• PROBLEM REQUIREMENTS
Could you filter the material and copy every line where the word "first" occurs?

• INPUT FOR THIS TASK

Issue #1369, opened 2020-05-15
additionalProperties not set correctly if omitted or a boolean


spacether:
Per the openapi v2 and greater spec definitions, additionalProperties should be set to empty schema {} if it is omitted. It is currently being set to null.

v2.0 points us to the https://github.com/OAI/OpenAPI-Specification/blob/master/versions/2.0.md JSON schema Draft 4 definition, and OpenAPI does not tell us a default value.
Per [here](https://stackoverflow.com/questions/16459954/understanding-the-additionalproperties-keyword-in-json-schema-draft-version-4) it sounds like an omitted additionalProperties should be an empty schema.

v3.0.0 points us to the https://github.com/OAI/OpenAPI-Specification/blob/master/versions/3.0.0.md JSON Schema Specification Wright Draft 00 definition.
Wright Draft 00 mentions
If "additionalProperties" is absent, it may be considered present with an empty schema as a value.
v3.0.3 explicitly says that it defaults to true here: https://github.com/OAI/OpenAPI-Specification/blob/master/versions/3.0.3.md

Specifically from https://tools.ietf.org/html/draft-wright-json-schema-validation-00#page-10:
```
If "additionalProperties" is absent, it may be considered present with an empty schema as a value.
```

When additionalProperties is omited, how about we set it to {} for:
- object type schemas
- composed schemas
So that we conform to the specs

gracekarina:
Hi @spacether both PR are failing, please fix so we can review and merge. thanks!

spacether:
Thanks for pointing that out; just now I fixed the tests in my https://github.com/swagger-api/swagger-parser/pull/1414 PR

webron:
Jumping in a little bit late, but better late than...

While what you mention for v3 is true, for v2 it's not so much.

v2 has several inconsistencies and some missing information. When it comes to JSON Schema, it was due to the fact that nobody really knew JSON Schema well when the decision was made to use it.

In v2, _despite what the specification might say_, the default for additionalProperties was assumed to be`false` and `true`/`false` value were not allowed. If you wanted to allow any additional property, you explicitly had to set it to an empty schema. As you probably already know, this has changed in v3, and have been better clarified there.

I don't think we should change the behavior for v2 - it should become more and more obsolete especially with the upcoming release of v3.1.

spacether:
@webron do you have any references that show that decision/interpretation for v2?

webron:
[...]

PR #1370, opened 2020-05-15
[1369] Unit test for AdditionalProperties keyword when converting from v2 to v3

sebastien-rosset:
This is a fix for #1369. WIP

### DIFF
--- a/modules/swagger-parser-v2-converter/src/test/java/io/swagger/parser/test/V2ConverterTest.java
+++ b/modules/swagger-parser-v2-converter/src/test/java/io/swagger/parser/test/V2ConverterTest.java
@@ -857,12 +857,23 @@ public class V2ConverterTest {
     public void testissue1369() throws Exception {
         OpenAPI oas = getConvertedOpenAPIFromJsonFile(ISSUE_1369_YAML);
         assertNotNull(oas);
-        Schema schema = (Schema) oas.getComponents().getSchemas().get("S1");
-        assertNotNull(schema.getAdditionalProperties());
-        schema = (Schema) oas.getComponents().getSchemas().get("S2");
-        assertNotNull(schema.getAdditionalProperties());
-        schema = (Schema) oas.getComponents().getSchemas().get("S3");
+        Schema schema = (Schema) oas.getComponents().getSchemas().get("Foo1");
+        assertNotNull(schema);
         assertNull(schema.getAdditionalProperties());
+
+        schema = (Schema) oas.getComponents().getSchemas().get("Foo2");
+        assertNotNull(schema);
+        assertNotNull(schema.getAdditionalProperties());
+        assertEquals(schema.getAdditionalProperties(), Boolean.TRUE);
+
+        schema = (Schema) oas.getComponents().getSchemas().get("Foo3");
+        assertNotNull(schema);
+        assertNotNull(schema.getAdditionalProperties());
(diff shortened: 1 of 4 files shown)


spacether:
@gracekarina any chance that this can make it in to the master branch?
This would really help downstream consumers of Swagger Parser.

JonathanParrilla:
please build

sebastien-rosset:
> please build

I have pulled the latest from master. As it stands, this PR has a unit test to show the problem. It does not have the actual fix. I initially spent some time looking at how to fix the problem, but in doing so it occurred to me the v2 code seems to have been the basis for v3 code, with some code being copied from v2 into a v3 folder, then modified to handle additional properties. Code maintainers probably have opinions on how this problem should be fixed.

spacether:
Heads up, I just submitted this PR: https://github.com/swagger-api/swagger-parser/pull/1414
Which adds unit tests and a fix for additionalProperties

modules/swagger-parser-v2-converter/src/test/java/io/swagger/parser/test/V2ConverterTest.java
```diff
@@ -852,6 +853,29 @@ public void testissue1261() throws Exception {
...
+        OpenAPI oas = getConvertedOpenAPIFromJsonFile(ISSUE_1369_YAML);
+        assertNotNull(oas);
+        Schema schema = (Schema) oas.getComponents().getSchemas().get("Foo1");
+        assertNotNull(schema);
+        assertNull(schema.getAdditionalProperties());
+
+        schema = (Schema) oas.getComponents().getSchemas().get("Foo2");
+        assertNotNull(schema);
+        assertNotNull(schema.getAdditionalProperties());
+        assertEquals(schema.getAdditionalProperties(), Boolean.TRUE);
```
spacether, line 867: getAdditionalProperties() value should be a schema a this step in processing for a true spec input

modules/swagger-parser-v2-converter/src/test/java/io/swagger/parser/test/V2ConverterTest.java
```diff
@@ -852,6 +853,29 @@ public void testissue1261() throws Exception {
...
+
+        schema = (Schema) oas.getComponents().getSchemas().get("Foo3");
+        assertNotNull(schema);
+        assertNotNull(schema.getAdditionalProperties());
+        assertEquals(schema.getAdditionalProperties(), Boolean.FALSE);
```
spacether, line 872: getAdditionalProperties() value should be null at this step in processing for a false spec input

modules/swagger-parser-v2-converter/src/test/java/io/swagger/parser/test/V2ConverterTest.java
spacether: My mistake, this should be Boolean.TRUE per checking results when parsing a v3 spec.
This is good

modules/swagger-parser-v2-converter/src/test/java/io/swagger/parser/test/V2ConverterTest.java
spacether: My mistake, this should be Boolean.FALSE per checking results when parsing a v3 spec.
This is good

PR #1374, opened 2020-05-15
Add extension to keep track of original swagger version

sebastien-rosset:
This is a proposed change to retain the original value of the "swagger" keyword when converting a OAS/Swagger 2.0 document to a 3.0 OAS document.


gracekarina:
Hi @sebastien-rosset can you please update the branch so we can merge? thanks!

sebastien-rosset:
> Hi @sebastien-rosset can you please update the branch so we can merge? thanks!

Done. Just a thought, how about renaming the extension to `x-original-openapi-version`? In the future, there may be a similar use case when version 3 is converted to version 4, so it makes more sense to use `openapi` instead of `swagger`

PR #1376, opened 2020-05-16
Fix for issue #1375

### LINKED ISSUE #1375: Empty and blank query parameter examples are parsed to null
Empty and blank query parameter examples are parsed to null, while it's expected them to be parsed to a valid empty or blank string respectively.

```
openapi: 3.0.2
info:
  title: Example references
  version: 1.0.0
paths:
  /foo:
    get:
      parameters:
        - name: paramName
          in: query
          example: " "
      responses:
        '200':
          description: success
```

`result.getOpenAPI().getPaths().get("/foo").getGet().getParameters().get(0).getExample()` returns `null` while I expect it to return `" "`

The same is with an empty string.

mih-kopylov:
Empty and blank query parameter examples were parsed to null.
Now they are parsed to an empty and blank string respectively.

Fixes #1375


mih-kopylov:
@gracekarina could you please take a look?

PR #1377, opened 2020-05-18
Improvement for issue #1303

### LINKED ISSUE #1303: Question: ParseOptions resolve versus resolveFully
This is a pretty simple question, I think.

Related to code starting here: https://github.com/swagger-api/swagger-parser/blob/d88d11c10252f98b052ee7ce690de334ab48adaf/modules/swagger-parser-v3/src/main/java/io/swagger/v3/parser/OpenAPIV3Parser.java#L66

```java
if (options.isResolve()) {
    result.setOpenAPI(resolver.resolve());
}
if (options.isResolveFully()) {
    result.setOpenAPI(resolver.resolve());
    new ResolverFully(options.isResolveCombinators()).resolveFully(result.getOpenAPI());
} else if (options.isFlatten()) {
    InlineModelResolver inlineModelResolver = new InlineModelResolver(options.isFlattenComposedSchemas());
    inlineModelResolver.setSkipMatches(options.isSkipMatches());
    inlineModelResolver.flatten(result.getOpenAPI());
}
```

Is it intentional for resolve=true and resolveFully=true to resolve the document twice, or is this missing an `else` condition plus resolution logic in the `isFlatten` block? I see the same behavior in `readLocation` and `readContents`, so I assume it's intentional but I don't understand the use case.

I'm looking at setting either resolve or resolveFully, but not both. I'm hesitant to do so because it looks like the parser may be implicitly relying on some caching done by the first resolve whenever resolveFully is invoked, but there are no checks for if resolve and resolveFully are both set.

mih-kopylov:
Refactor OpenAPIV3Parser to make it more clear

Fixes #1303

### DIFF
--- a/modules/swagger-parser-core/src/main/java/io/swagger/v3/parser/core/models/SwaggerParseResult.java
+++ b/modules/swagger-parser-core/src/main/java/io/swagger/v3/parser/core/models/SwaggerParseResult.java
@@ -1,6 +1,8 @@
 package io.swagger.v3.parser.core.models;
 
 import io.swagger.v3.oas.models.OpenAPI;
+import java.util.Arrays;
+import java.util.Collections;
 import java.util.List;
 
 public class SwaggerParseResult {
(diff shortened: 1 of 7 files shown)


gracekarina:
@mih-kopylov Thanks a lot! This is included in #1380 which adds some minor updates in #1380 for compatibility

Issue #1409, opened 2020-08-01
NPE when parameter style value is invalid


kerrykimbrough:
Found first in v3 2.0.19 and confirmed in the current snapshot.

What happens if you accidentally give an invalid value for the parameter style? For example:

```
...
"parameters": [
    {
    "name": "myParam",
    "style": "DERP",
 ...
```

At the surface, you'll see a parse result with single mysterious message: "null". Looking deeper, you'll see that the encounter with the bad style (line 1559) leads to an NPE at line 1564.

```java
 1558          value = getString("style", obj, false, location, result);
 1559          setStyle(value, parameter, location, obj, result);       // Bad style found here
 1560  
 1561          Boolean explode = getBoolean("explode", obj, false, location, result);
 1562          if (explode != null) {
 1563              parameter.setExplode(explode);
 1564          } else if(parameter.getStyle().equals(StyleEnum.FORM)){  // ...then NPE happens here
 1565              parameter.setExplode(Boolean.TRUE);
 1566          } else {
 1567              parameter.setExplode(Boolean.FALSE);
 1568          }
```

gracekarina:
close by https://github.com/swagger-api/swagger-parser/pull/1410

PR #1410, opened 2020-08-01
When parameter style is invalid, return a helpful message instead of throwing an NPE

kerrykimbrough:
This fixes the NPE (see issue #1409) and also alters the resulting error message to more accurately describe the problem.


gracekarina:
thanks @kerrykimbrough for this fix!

• WRITTEN REPLY
I'm looking at setting either resolve or resolveFully, but not both. I'm hesitant to do so because it looks like the parser may be implicitly relying on some caching done by the first resolve whenever resolveFully is invoked, but there are no checks for if resolve and resolveFully are both set.
Found first in v3 2.0.19 and confirmed in the current snapshot.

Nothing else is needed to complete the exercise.